Post by
xsdg »
https://forums.nicoclub.com/xsdg-u227699.html
Tue Nov 19, 2013 10:53 am
After getting lots of useful info from this forum and Ratsun, I figured it's high time I joined, asked some questions, and (hopefully) gave some answers.
To start off, here's my history so far with this truck:
I picked up a 1985 California 720 off Craigslist at the beginning of the month. 2WD, Z24, 5MT, base model, electronic carb. The previous owners didn't smog it, which I figured meant that it wouldn't pass. So I've got 30 days from the date of sale to get it to pass. Here we go!
It ran okay at speed and once it was warmed up, but it'd idle pretty poorly, and would stall at idle until warm. It was also lacking power in the low-mid RPM range, but felt fine off the line and once it got going. I'm pretty handy in an engine bay (thank goodness for the 24 Hours of LeMons), but this is my first carbureted vehicle :o)
So, first, I replaced all the plugs. The Intake side looked okay, but with large gaps; the exhaust side were some of the worst-fouled plugs I've ever seen. I then used the carb cleaner trick to find a vacuum leak at the two vacuum switches on the PS in front of the firewall. That's when I discovered that if I pulled that hose and folded it over, the truck ran a _lot_ better. I left it that way for a week, and it no longer stalled at idle, but it also ran rich basically all the time. I replaced all of the vacuum hoses, and didn't see much change (but they were pretty much all cracking, so it was only a matter of time).
I got a friend who knows carbs to take a look, and he said to rebuild the carb. He noticed some fuel leaks and whatnot. I got a kit and followed fastboatman's awesome carb rebuild tutorial. There was lots of stuff gummed up in there and thankfully, I discovered that Harbor Freight sells an ultrasonic cleaner for $85 just in the nick of time. Saved me a ton of scrubbing. Anyway, got everything cleaned up, got the carb back on the manifold, and the truck fired on the first try. Huzzah! And this time it ran fine with the vacuum switches back in the loop.
I had started off with a Chilton's manual, and during the rebuild, my eBay shop manual (for a 1986.0) showed up and I finally figured out what the different parts on the carb are supposed to do. It's awesome how everything on this truck is, like, a half-step before the technology you see on modern cars.

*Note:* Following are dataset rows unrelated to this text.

PR #666, opened 2019-06-13
History support 2

inderpreetsingh:
Retains shabad status (seen panktees, the main panktee etc) in shabad, bani and ceremonies.

Doing it separate from main history support PR so that if needed, this can be released separately. This is branched out from historySupport branch, so please merge it after `historySupport` is merged.

### DIFF
--- a/www/js/viewer.js
+++ b/www/js/viewer.js
@@ -87,11 +87,13 @@ const castShabadLine = lineID => {
     });
     castToReceiver();
 
-    const activeSlide = document.querySelector('.deck.active .slide.active').children;
-    Array.prototype.forEach.call(activeSlide, element => {
-      const icons = iconsetHtml(`icons-${element.classList[0]}`, element.innerHTML);
-      if (icons) document.querySelector('.viewer-controls').appendChild(icons);
-    });
+    const activeSlide = document.querySelector('.deck.active .slide.active');
+    if (activeSlide) {
+      Array.prototype.forEach.call(activeSlide.children, element => {
+        const icons = iconsetHtml(`icons-${element.classList[0]}`, element.innerHTML);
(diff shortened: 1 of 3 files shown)


tarunsingh5:
so excited by this

inderpreetsingh:
> if we add this, we should also have a way of clearing which lines have been seen, maybe when they search for it again?, because our keyboard shortcut for traversing with spacebar depends on the lines that have been seen.

Sure. @maneetpaul veerji how do we want to scope it?

maneetpaul:
Would we be able to ship this as is without breaking the spacebar shortcut? 

I agree with the logic that if the shabad is searched for / opened again (rather than being opened from the history panel) than it should have the checkmarks reset.

tsingh777:
> Would we be able to ship this as is without breaking the spacebar shortcut?

correct

www/js/viewer.js
```diff
@@ -87,11 +87,13 @@ const castShabadLine = lineID => {
...
-    const activeSlide = document.querySelector('.deck.active .slide.active').children;
-    Array.prototype.forEach.call(activeSlide, element => {
-      const icons = iconsetHtml(`icons-${element.classList[0]}`, element.innerHTML);
-      if (icons) document.querySelector('.viewer-controls').appendChild(icons);
-    });
+    const activeSlide = document.querySelector('.deck.active .slide.active');
+    if (activeSlide) {
+      Array.prototype.forEach.call(activeSlide.children, element => {
+        const icons = iconsetHtml(`icons-${element.classList[0]}`, element.innerHTML);
+        if (icons) document.querySelector('.viewer-controls').appendChild(icons);
```
tsingh777: add curly braces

I used a 12V battery and verified that the anti-dieseling solenoid and the AF solenoid were working. I also tested the choke resistance (in spec) and checked that the throttle switch was working (working). At some point, I checked the light on the computer and it was solid on, even with the truck fully warmed up. At that point, I figured the O2 sensor was bad (which makes sense, given the plug fouling). I replaced the O2 sensor with a new Bosch, and also replaced the broken exhaust manifold ground strap, and now the light blinks like it's supposed to.
And that's where I am right now. The fast idle is definitely high (~2700-2900 RPM), and the normal idle is sometimes fine, and sometimes a little high. Timing is 1deg BTDC, and I have yet to figure out how to rotate the distributor :o). It's got an exhaust leak, but it looks like all the pre-cat piping is fine, thank goodness.
Anyway, I'm going to check the PCV valve today, set the idle so it's right with the engine warmed up, and take it for a smog pre-test. For now, I just want to see what the numbers are like so I can figure out what else might need attention. I've done most of the major stuff, and that seems fine. The O2 sensor is switching, which _should_ mean that the computer is controlling the AF ratio, but I have yet to check the voltage to the AF solenoid while the truck is running.